On Monday, Sept 16th, we went in for an ultrasound and non-stress test to make sure everything was going okay with our late sleeper MiniChaos. The docs said that MrsChaos had low fluid and so we should move to labor/delivery, because we would be leaving the hospital with a baby. It was surreal.MrsChaos wasn't in labor or anything, but they were going to induce.
The Pitocin started up around 2am Tuesday morning and pretty quickly full power contractions started going. Pitocin is a tough labor. Rather than having a gradual ramp up, you just get smacked with full strength contractions. So MrsChaos was basically stuck in bed with full power contractions from 2am until around 4pm. At that point our doctor told us she had made progress, but wasn't close. So rather than run the marathon, we paused for the night to eat, walk, sleep.
At 5am Wednesday we kicked off again. It didn't take long for MrsChaos to get an epidural. After what we had been through Tuesday, there was no way she could take another twelve hours of that and still have any strength or will to push at the end. After the epidural things became very relaxed and could talk, nap, etc. Wednesday was night and day compared to Tuesday and so much better. Modern medicine and science, you are awesome.
Around 6:30pm it was time to push. 7:48pm or so we has a baby. When MiniChaos came out the doc said "his umbilical cord is wrapped" and I got scared. But it was wrapped around his arm. Then "his umbilical cord is wrapped," but it was wrapped around his leg. Then "his umbilical cord is wrapped," but it was wrapped around his other leg. What a gymnast.
We moved to post-partum by around 11pm and they said we would stay 24 hours and could do a late discharge Thursday. It was a super unrestful night. People kept popping in to take vitals from MrsChaos and MiniChaos. I feel like we got woken up every 2-3 hours.
We asked the daytime shift about our evening departure and they said no. MrsChaos had one high temperature on Wednesday, so they wanted us to stay through the night to make sure all was well, but we would leave first thing Friday.
Friday... ohh Friday. During the shift change the night nurse said we were ready to leave and they should give us the earliest checkout time. The day nurse said, "hmm... we'll see." We'll see? Our pediatrician came by and said things looked good. He just wanted the nurse to run the jaundice numbers.

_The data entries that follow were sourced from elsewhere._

PR #4499, opened 2021-09-29
add torchdata as prototype dependency

pmeier:


pmeier:
Blocked by pytorch/data#20.

torchvision/prototype/datasets/__init__.py
```diff
@@ -1,3 +1,13 @@
+try:
+    import torchdata
+except (ModuleNotFoundError, TypeError) as error:
```
pmeier, line 3: The `torchdata` library hosted on PyPI fails for me at import with an `TypeError`. This is why we can aggregate both failure cases here.

torchvision/prototype/datasets/__init__.py
```diff
@@ -1,3 +1,13 @@
...
+    raise ModuleNotFoundError(
+        "`torchvision.prototype.datasets` depends on PyTorch's `torchdata` (https://github.com/pytorch/data). "
+        "You can install it with `pip install git+https://github.com/pytorch/data.git`. "
```
fmassa, line 6: Do you need to add `@main` in the uri ? You've added it in the other commands

torchvision/prototype/datasets/__init__.py
fmassa: Chatted with @pmeier , this is a bug in the `torchdata` from PyPI (which is unrelated to the `torchdata` we are depending on.

torchvision/prototype/datasets/__init__.py
pmeier: Nope, if you don't specify a branch / tag / ..., `pip` uses the default branch. I'll remove it in the other places to be consistent.

fmassa (approved):
Thanks! Only have one quick comment

torchvision/prototype/datasets/__init__.py
pmeier: If you do `pip install torchdata`, `python -c "import torchdata"` fails with 

```
TypeError: metaclass conflict: the metaclass of a derived class must be a (non-strict) subclass of the metaclasses of all its bases
```

PR #4504, opened 2021-09-29
Moving common layers to ops

### LINKED ISSUE #4333: [RFC] API For Common Layers In Torchvision

datumbox:
Partially resolves #4333

In this PR:
- [x] Move the commonly used `_make_divisible()` from MobileNetV2 to `models._utils`.
- [x] Deprecate the old `ConvBNReLU` and `ConvBNActivation` classes in favour of a new `ConvNormActivation` added in `ops.misc`.
- [x] Moved `SqueezeExcitation` to `ops.misc` and slightly modified the class to use only nn.Modules instead of functional.
- [x] Update RegNet implementation.
- [x] Validate that the accuracy of all affected models remains the same: https://www.internalfb.com/phabricator/paste/view/P460968703


torchvision/ops/misc.py
```diff
@@ -97,3 +97,56 @@ def forward(self, x: Tensor) -> Tensor:
...
+class SqueezeExcitation(torch.nn.Module):
+    def __init__(
+        self,
+        input_channels: int,
+        squeeze_channels: int,
+        activation: Callable[..., torch.nn.Module] = torch.nn.ReLU,
+        scale_activation: Callable[..., torch.nn.Module] = torch.nn.Sigmoid,
+    ) -> None:
+        super().__init__()
+        self.avgpool = torch.nn.AdaptiveAvgPool2d(1)
```
datumbox, line 137: A tiny change from @kazhang's original implementation. It's best to always use nn modules as it works better with quantization (at least the old API).

oke-aditya:
Can we move stochastic depth from ops.boxes to `ops.misc.py` ? I think we should avoid making it public until we decide about #4333 ?

datumbox:
@oke-aditya thanks for the comment.

Note that the StochasticDepth layer lives in its own module at `ops.stochastic_depth`. Including stuff on `ops.misc` doesn't make them less public AFAIK.

The historical convention for where to include things seems to be that layers with functional and class components end up on their own modules while those that are simple and use standard building convolutional blocks end up in `ops.misc`.

fmassa (approved):
LGTM, thanks!

PR #4507, opened 2021-09-30
NOMRG [ao_migration] torchvision: torch.quantization -> torch.ao.quantization

NicolasHug:
Summary:
This changes the imports in the `caffe2/torch/ao/nn` to include the new import locations.

```
codemod -d pytorch/vision --extensions py 'torch.quantization' 'torch.ao.quantization'
```

Differential Revision: D31302368


NicolasHug:
This is just an export of D31302368 to see what breaks

PR #4510, opened 2021-09-30
add prototypes for `Caltech(101|256)` datasets

pmeier:
cc @pmeier @mthrok @bjuncek


setup.py
```diff
@@ -495,7 +495,7 @@ def run(self):
         # Package info
         packages=find_packages(exclude=('test',)),
         package_data={
-            package_name: ['*.dll', '*.dylib', '*.so']
+            package_name: ['*.dll', '*.dylib', '*.so', '*.categories']
```
pmeier, line 498: We need to some file type here, so that these file types are packaged with everything else. They are plain text files, but I've opted to give them a "custom" extension to not accidentally include anything else.

torchvision/prototype/datasets/_builtin/caltech.py
```diff
@@ -0,0 +1,209 @@
+import io
+import pathlib
+from typing import Any, Callable, Dict, List, Optional, Tuple, Union
+import re
+
+import numpy as np
```
fmassa, line 6: Do we need numpy here? You only use it to cast the array to `int64`, which you can also do in numpy with a string (or directly add a `dtype` in `torch.as_tensor` / `torch.tensor`)

torchvision/prototype/datasets/_builtin/caltech.py
```diff
@@ -0,0 +1,209 @@
...
+        key, image_data, ann_data = data
+        category, _ = key
+        image_path, image_buffer = image_data
+        ann_path, ann_buffer = ann_data
+
+        label = self.info.categories.index(category)
+
+        image = decoder(image_buffer) if decoder else image_buffer
+
+        ann = read_mat(ann_buffer)
```
fmassa, line 98: Does `ann` contain anything else or just `box_coord` and `obj_contour`?

torchvision/prototype/datasets/_builtin/caltech.py
```diff
@@ -0,0 +1,209 @@
...
+
+        images_dp = TarArchiveReader(images_dp)
+        images_dp = Filter(images_dp, self._is_not_background_image)
+        # FIXME: add this after https://github.com/pytorch/pytorch/issues/65808 is resolved
+        # images_dp = Shuffler(images_dp, buffer_size=INFINITE_BUFFER_SIZE)
+
+        anns_dp = TarArchiveReader(anns_dp)
+        anns_dp = Filter(anns_dp, self._is_ann)
+
+        dp = KeyZipper(
```
fmassa, line 129: For my understanding: is this efficient compared to our current Caltech implementation based on the old-style datasets?

torchvision/prototype/datasets/_builtin/caltech.py
```diff
@@ -0,0 +1,209 @@
...
+
+    def generate_categories_file(self, root: Union[str, pathlib.Path]) -> None:
+        dp = self.resources(self.default_config)[0].to_datapipe(pathlib.Path(root) / self.name)
+        dp = TarArchiveReader(dp)
+        dir_names = {pathlib.Path(path).parent.name for path, _ in dp}
+        categories = [name.split(".")[1] for name in sorted(dir_names)]
+        create_categories_file(HERE, self.name, categories)
+
+
+if __name__ == "__main__":
```
fmassa, line 204: Question: do we want to keep this for all datasets?

fmassa (approved):
LGTM, thanks!

The only minor thing I would change is the `np` import, otherwise good to merge. Do you prefer to change that in a follow-up PR or directly here?

torchvision/prototype/datasets/_builtin/caltech.py
pmeier: Unfortunately, we do. The `box_coord` array has dtype uint16, which `torch.as_tensor` cannot handle. So either we use numpy to convert to a common dtype first, or we could also convert the values to a list and build a tensor from that. What would you prefer? In any case I'll add a comment explaining what is going on.

torchvision/prototype/datasets/_builtin/caltech.py
pmeier: Nope.

torchvision/prototype/datasets/_builtin/caltech.py
pmeier: I'm not sure how to answer if this is efficient or not. 

Without the `Shuffler` we could use `Zipper` here and this is basically what we are doing now. If both datapipes, i.e. `images_dp` and `anns_dp`, are already aligned, `KeyZipper` only adds the overhead of evaluating `key_fn` and `ref_key_fn` for every sample.

As an alternative we could put the `Shuffler` after we use a `Zipper` and remove the `KeyZipper` all together.

torchvision/prototype/datasets/_builtin/caltech.py
pmeier: The idea behind this is that we should keep track of how we generated the category files. With this it is easy to regenerate if we need to. Just call `python -m torchvision.prototype.datasets._builtin.caltech`. Maybe we could also do an aggregation to be able to generate "everything", but I would keep that for the future.

torchvision/prototype/datasets/_builtin/caltech.py
pmeier: Just `box_coord` and `obj_contour`?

The nurse came back 15m later and said that MiniChaos had a lot of risk factors for jaundice and needed to stay another day. And... we... broke... down. It was such a horrible experience of one nurse saying we would be able to leave, and then a shift change, and the next nurse saying we couldn't leave.
I pushed the nurse to explain the risk to me and she showed me the numbers. Did MiniChaos have jaundice? No. Was MiniChaos' bilirueben levels in the high risk area for jaundice? No. He had some of the risk factors checked: asian, male, breast feeding. Yet we couldn't leave. We felt like we were being held hostage by a proactive nurse. Boy and breast feeding seemed like it should be super common, it was the asian heritage that was pushing us over the edge. (Note: my later research shows the Asian factor only applies if the father is Asian... sigh...).
So we spent one more night there with MiniChaos naked and blindfolded inside the bili light machine. If you search, you'll find pictures of babies soundly sleeping under the lights. Those are lies. When you strip a baby naked, blindfold him, and cannot comfort him - he cries. He cries constantly. So we had 16 hours of MiniChaos screaming. Oh man... oh man...
And it seemed like every nurse/doctor who checked levels was confused why we were there. Ya know, because he didn't have high risk levels. I even walked over to our pediatricians office Friday afternoon and said, "please - is there any option that let's us go home? Anything at all?!?" He tried to get us a home biliblanket, but it didn't work out. After the doctor cleared us on Saturday morning, he said he wanted us to stay until 4pm to get as much light as possible. We decided we were done with the big contraption and just cuddled together as a family with the blanket.